A esta reformulação somam-se outras questões críticas do financiamento da atenção básica decorrentes do fim dos blocos de financiamento do SUS. Esta decisão penaliza a capacidade de indução do SUS em favor da Saúde da Família e da Atenção Básica, não garantindo sua prioridade pelos governos municipais. Nossa crítica não contradiz a necessária adequação da rede básica de saúde às especificidades loco regionais, que devem ser financiadas mediante um aumento considerável do PAB fixo, cujo valor médio nacional de R$24,00 per capita ao ano é quase irrisório, estando muito defasado frente aos custos de manutenção e desenvolvimento dos serviços necessários para responder às necessidades de saúde da população. Urge majorar o PAB fixo para ampliar capacidades e autonomia das secretarias municipais de saúde, mantendo a prioridade à Saúde da Família.
A reformulação proposta também ameaça a presença do Agente Comunitário de Saúde como integrante e profissional da atenção básica. Com a expansão da Saúde da Família com cobertura de territórios em áreas urbanas de diferentes estratos socioeconômicos faz-se indispensável fortalecer o papel do ACS, redefinindo e qualificando sua intervenção na comunidade como agente de saúde coletiva, elo entre o serviço de saúde e a população.
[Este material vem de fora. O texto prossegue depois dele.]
PR #547, opened 2023-05-29
Fix GitLab web UI output handler

pierrelalanne:
## Context  
We recently experienced a bug where one of our users could not correctly visualize the results of a `scan pre-receive` in the GitLab UI. Especially, an error message was still displayed when pushing known secrets with the `ignore-known-secrets` option. Indeed, this option had not been ported to the GitLab web UI handler.  
While reproducing the bug, we realized that a regression now simply made it impossible to visualize the `GL-HOOK-ERR` message in the UI.   

## What we did
This PR does mainly two things:  
1. We adapt GitLab Web UI output handler to behave as expected when used with the `ignore-known-secrets` option  
To do so, we add an `ignore_known_secrets` property to the `SecretGitLabWebUIOutputHandler` object. We also modify `_process_scan_impl` to make sure that only relevant secrets incidents are raised by the GitLab web UI.  

2. We adapt GitLab Web UI output handler to fix the issue of unreadable error messages in the UI.
According to the [documentation](https://docs.gitlab.com/ee/administration/server_hooks.html#custom-error-messages), the `GL-HOOK-ERR` message needs to be output to `stderr` or `stdout`. We force this behavior by re-implementing the `process_scan` method.

## Testing the feature
In all the following tests, we have beed using a self hosted version of GitLab. A `pre-receive` hook was deployed globally. 
We mostly used two invalid secrets: 
- One is known: `apikey=key-bb3dcff54bdae26f4f4a4d3b93d148da`
- One is new    : `apikey=key-bb3dcff54bdae26f4f4a4d3b93d148db`

### Regular pre-receive hook
1. With no secret
Commit is accepted as expected ✅ 
image
image

2. With a known secret
Commit is rejected as expected, no matter if the secret is already known ✅ 
image

### pre-receive hook with ignore-known-secrets flag
1. With no secret
Commit is accepted as expected ✅ 
image
image

2. With a known secret
Commit is accepted as expected, known secret is ignored ✅ 
image
image

3. With a new secret
Commit is rejected as expected ✅ 
image

Note that we also tested the Web IDE:
image

## Other considerations  
I don't understand why we had empty messages. This should have been fixed in [this PR](https://github.com/GitGuardian/ggshield/pull/172), but when checking out the corresponding commit (00826608e) and testing, I get an unexpected error or an empty message.

image

### DIFF
--- a/ggshield/secret/output/secret_gitlab_webui_output_handler.py
+++ b/ggshield/secret/output/secret_gitlab_webui_output_handler.py
@@ -30,25 +30,46 @@ class SecretGitLabWebUIOutputHandler(SecretOutputHandler):
     See https://docs.gitlab.com/ee/administration/server_hooks.html#custom-error-messages
     """
 
-    def __init__(self, show_secrets: bool = False) -> None:
-        super().__init__(show_secrets=show_secrets, verbose=False)
+    def __init__(
+        self, show_secrets: bool = False, ignore_known_secrets: bool = False
+    ) -> None:
+        super().__init__(
+            show_secrets=show_secrets,
+            verbose=False,
+            ignore_known_secrets=ignore_known_secrets,
+        )
 
-    def _process_scan_impl(self, scan_collection: SecretScanCollection) -> str:
-        results = list(scan_collection.get_all_results())
-        if not results:
+    def _process_scan_impl(self, scan: SecretScanCollection) -> str:
+        results = list(scan.get_all_results())
+        # If no secrets or no new secrets were found
+        if not results or (self.ignore_known_secrets and not scan.has_new_secrets):
             return ""
 
-        policy_breaks = []
+        policy_breaks_to_report = []
         for result in results:
-            policy_breaks += result.scan.policy_breaks
+            if not self.ignore_known_secrets:
+                # Populate GL-HOOK-ERR with all policy breaks found
+                policy_breaks_to_report += result.scan.policy_breaks
+            else:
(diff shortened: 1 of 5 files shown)


ggshield/secret/output/secret_gitlab_webui_output_handler.py
```diff
@@ -30,25 +30,46 @@ class SecretGitLabWebUIOutputHandler(SecretOutputHandler):
...
+                        policy_breaks_to_report.append(policy_break)
 
         # Use a set to ensure we do not report duplicate incidents.
         # (can happen when the secret is present in both the old and the new version of
         # the document)
-        formatted_policy_breaks = {format_policy_break(x) for x in policy_breaks}
+        formatted_policy_breaks = {
+            format_policy_break(x) for x in policy_breaks_to_report
+        }
+        break_count = len(formatted_policy_breaks)
```
agateau-gg, line 80: This line is duplicated

agateau-gg (changes requested):
Minor remarks, looks good!

ggshield/secret/output/secret_gitlab_webui_output_handler.py
agateau-gg: Never mind, it's not 😅. Don't know what's wrong with my eyes.

pierrelalanne:
@Walz, are you confident to integrate this in the `1.16.0` ? If so, I let your merge 🙂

O ACS conhece e reconhece as necessidades populacionais do território e deve ser contemplado com iniciativas de educação permanente que apoiem seu trabalho de promotor da saúde, atuando na mobilização social para enfrentamento dos determinantes sociais e em ações estratégicas frente aos problemas de saúde da população.
Preocupante também é a implantação de modo simplificado, ou reducionista, de uma “relação nacional de ações e serviços essenciais e estratégicos da AB”. A ferramenta pode contribuir para a garantia de padrões essenciais mínimos mais qualificados e uniformes em todas as unidades básicas de saúde do país e mesmo de padrões estratégicos mais avançados de acesso e qualidade.
Entretanto, cabe alertar que este dispositivo também denominado “carteira de serviços” ou “cesta básica de serviços” tem sido utilizado para definir oferta seletiva de procedimentos acoplada à implementação de seguros focalizados, em resposta simplificada às demandas de cobertura universal das agências internacionais. No Brasil, este instrumento poderá comprometer a integralidade da Atenção Básica e do SUS se não houver um compromisso explícito de gestores e profissionais de saúde com oferta ampla e de qualidade das ações, conforme as necessidades de saúde da população.
A Abrasco se manifesta pela manutenção da PNAB 2011 até a conclusão de discussão democrática e aprofundada por gestores, usuários, profissionais, representantes da sociedade civil organizada e todos os interessados no pleno desenvolvimento e aperfeiçoamento dos SUS, e não “a toque de caixa” nesse momento de severa restrição de financiamento das políticas públicas, de grande fragilidade institucional e de continuadas ameaças ao SUS universal, integral, democrático e de qualidade.